Just the logic behind it: I'm lighting myself up as a protestant because there are people who aren't empathetic enough for this world, because of them everything goes down the drain -and I'm hoping for a reaction of pity or shock that will change something.
If you, the reader, are reading this and are having suicidal thoughts, please seek help. There are facilities that can help you. We as a society are aware of the problem, which is why such facilities exist to help you sort it out.
originally posted by: Naftalin
a reply to: Hakaiju
There are many serious and morbid things that I can laugh about, but not someone's suicide.
There is always a lot of suffering behind it and instead of making fun of such people, we should rather offer them help.
No matter what political opinion or gender madness. Irrelevant.
originally posted by: Naftalin
There are many serious and morbid things that I can laugh about, but not someone's suicide.
This was no exaggeration. When the Vietnamese Buddhist monk Thich Quang Duc burned himself alive on the streets of Saigon on June 11, 1963, it sparked a chain reaction that changed history forever.
His act of protest was on the front page of papers in almost every country. For the first time, the word “Vietnam” was on everyone’s lips when, before that day, most Americans had never even heard of the small southeast Asian nation hidden away on the other side of the world.

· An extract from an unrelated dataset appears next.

PR #3562, opened 2026-09-08
Add deterministic tie-breaking and fix contact compaction in filterFlexContacts

thowell:
When filtering flex contacts in filterFlexContacts, candidate selection previously used strict inequalities for deepest-seed search and farthest-point distance updates. On symmetric meshes (such as a flat cloth sheet on a plane), candidate selection order was therefore non-deterministic and sensitive to broadphase sweep emission order. In addition, the existing in-place contact swap desynchronized candidates from the un-swapped selected and min_dist tracking buffers, which could lead to candidates being skipped or re-evaluated.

Although little changed in the immediate aftermath of Thích Quảng Đức's self-immolation, the match he dropped on himself would ignite the tinderbox that would ultimately lead to the 1963 South Vietnamese coup and the execution of President Ngô Đình Diệm and his brother, Ngô Đình Nhu.
Many would later follow in Thích Quảng Đức's image and set themselves on fire as a protest against the Vietnam War, but these self-immolations actually occurred in the United States, rather than Vietnam. The self-immolations in Vietnam during the Vietnam War, those of Quảng Đức and the many Buddhists who followed suit, were instead used as a protest against the South Vietnamese regime that was violently repressing and discriminating against Buddhists in Vietnam. This is the real reason this Buddhist monk set himself on fire.